Je ne sais pas pourquoi elle était là. Vu les résultats, on pourrait dire qu'elle a fait une erreur, mais il faut lui demander. Comme je considère Renzo comme un excellent entraîneur, j'espère qu'il trouvera le bon joueur avec qui travailler et l'emmener au sommet.
Le pécheur ne l'appelle pas ?
À mon avis, il veut un ancien numéro un ou un entraîneur ayant entraîné un numéro un. Et puis quelqu'un qui saura se taire et observer un silence absolu sur tous les fronts, qui saura rester calme dans les tribunes, qui, tout au plus, applaudira et, dans les moments vraiment tragiques, se lèvera.
Avec le rythme du tennis actuel, peut-on imaginer Sinner et Alcaraz jouer jusqu'à l'âge de Djokovic ?
On disait la même chose de Djokovic ou de Nadal… On disait de Nadal : « Après cinq ans, ce type n'y arrivera plus », mais il a joué jusqu'à 36 ans malgré les blessures. Le fait est qu'aujourd'hui, la méthodologie d'entraînement et le régime alimentaire ont changé ; si vous ne mesurez pas 1,90 m, vous ne jouez même pas au niveau junior ; les blessures sont toujours présentes. Mais à mesure que l'on progresse, on apprend à se gérer soi-même et à planifier : Sinner y parvient bien, Cobolli doit encore apprendre, car il joue trop.

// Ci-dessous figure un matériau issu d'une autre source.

PR #3136, opened 2017-12-13
both installers download configuration netdata

ktsaou:
and provide a sane default when this is not possible.
also the static installer lsm states the correct version of netdata.

### DIFF
--- a/installer/functions.sh
+++ b/installer/functions.sh
@@ -640,6 +640,84 @@ install_netdata_logrotate() {
 }
 
 # -----------------------------------------------------------------------------
+# download netdata.conf
+
+fix_netdata_conf() {
+    local owner="${1}"
+
+    if [ "${UID}" -eq 0 ]
+        then
+        run chown "${owner}" "${filename}"
+    fi
+    run chmod 0664 "${filename}"
+}
+
+generate_netdata_conf() {
+    local owner="${1}" filename="${2}" url="${3}"
+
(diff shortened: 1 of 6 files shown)


tisc0:
\o/ testing tomorrow

tisc0:
Tested that : 

>  curl -Ss https://my-netdata.io/kickstart-static64.sh -o netdata-kickstart-static64.sh
>  bash netdata-kickstart-static64.sh --dont-wait
Doesn't seem to be concerned by it, since the install is in /opt by default. At least no /etc/netdata DIR is created.

ktsaou:
the static 64bit installer is built using `makeself`, which unfortunately uses a different set of command line switched. makeself prompts for acceptable of the license. It can by accepted by adding the `--accept` command line switch. Run it with `-h` to check its other options.

tisc0:
Found it... I misused /etc/profile.d to put some script started everytime I open a session... and also when scripts like yours are really working in the system. 
The exit 1 came from a script of mine in between, thanks bash -x (We do better when we've slept a bit).
The weird is not anymore, victory of the Light again \o/

ktsaou:
> But you might have changed something

Whatever I changed is recorded... ( open-source software does that :smile: ) but I don't think so. I don't recall changing anything on the installers since v1.8, before this PR.

tisc0:
I admit, don't know much that deep of your code...  :)
Getting the liberty to close this issue..
Thanks again !

PR #3140, opened 2017-12-15
add chart for redis evited keys

bbaronSVK:


python.d/redis.chart.py
```diff
@@ -18,10 +18,15 @@
 #             'unix_socket': None
 #          }}
 
-ORDER = ['operations', 'hit_rate', 'memory', 'keys', 'net', 'connections', 'clients', 'slaves', 'persistence',
+ORDER = ['operations', 'hit_rate', 'memory', 'keys', 'net', 'connections', 'clients', 'eviction', 'slaves', 'persistence',
          'bgsave_now', 'bgsave_health']
 
 CHARTS = {
+    'eviction':{
+        'options': [None, 'Evicted keys', 'keys/s', 'evicted', 'redis.evictios', 'line'],
```
l2isbad: `Evicted Keys`
Are you sure about `absolute`? If so then `keys/s` is wrong should be `keys`.

bbaronSVK:
You are right, i fix it.

python.d/redis.chart.py
```diff
@@ -18,10 +18,15 @@
 #             'unix_socket': None
 #          }}
 
-ORDER = ['operations', 'hit_rate', 'memory', 'keys', 'net', 'connections', 'clients', 'slaves', 'persistence',
+ORDER = ['operations', 'hit_rate', 'memory', 'keys', 'net', 'connections', 'clients', 'eviction', 'slaves', 'persistence',
          'bgsave_now', 'bgsave_health']
 
 CHARTS = {
+    'eviction':{
+        'options': [None, 'Evicted keys', 'keys', 'evicted', 'redis.evictios', 'line'],
```
l2isbad: sorry for not being clear. `keys/s` is ok when algorithm is `incremental` and wrong if `absolute`. Netdata applies interpolation to find the exact value at second-boundaries only for `incremental` values, so `/s` is misleading for `absolute`.

Now units should be `keys/s` 😄

l2isbad: https://github.com/firehol/netdata/pull/1758#issuecomment-279153641

python.d/redis.chart.py
```diff
@@ -18,10 +18,15 @@
 #             'unix_socket': None
 #          }}
 
-ORDER = ['operations', 'hit_rate', 'memory', 'keys', 'net', 'connections', 'clients', 'slaves', 'persistence',
+ORDER = ['operations', 'hit_rate', 'memory', 'keys', 'net', 'connections', 'clients', 'eviction', 'slaves', 'persistence',
          'bgsave_now', 'bgsave_health']
 
 CHARTS = {
+    'eviction':{
+        'options': [None, 'Evicted keys', 'keys', 'evicted', 'redis.evictios', 'area'],
```
l2isbad: > redis.evictios

typo

ktsaou:
merged it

L'essor du tennis italien a eu des effets secondaires, comme des critiques de toutes sortes et de tous tons sur les réseaux sociaux à votre encontre, vous, les commentateurs. Au final, c'était peut-être plus facile de jouer ?
(Rires) Oui, parce que je ne répondais qu'à moi-même. Le fait est qu'aujourd'hui, heureusement, on a dépassé ce stade : avant, on se plaignait des faibles audiences télé ou des ventes de journaux… si on demandait à un rédacteur en chef d'écrire un article, il disait : « Quoi ? Sur le tennis ? Hors de question ! » Maintenant, il vous appelle et vous demande l'article. Il est clair, cependant, que lorsque le public s'élargit, on tombe sur n'importe qui : le diplômé, l'instruit, l'arrogant, le présomptueux, etc. Ce n'est pas grave, l'important est de ne pas se faire égratigner. D'ailleurs, hier, j'ai rencontré un Anglais qui a dit : « La plus grosse erreur de Wimbledon a été de donner le micro à McEnroe. » Et c'était tout dire.
Le tennis à votre époque et aujourd'hui : deux mondes bien distincts. Mais qu'y avait-il de moins bien à cette époque ?
La jovialité du vestiaire. Avant, on y allait comme si on était tous libres dans la caserne. On riait, on plaisantait, on discutait. Maintenant, c'est comme entrer à l'église : silence absolu, chacun dans un coin avec un, deux ou trois joueurs de son équipe. De temps en temps, on entend un « Salut », et puis si on arrive à un « Comment ça va ? », c'est le summum . Le soir, on allait dîner avec les autres, des Sud-Américains, des Français… Aujourd'hui, ils restent à la maison, Sinner cuisine. On s'est bien amusés, même si on a moins gagné et moins gagné. Ils travaillent très dur, ils s'amusent sur le terrain.
Nous avons vu vos meilleurs vœux à Panatta sur les réseaux sociaux… que vous réserve le 3 août (anniversaire de Bertolucci, ndlr ) ?
Je lui ai parlé ce matin, et il m'a dit qu'il offrait une somme importante aux auteurs, aux ingénieurs du son et à ceux qui travaillent sur l'intelligence artificielle. « Préparez-vous », m'a-t-il dit.
Mais, blague à part, allez-vous fêter ça ensemble ?
Non, je n'en veux pas ! En fait, maintenant que j'y pense, je le verrai bientôt à Forte dei Marmi, vers le 20.
En parlant de Forte dei Marmi, il y a un Adriano dont le nom de famille n'est pas Panatta mais c'est son neveu... Comment le voyez-vous ?
Je ne sais pas, il faudra demander à grand-père qui ne comprend rien au tennis.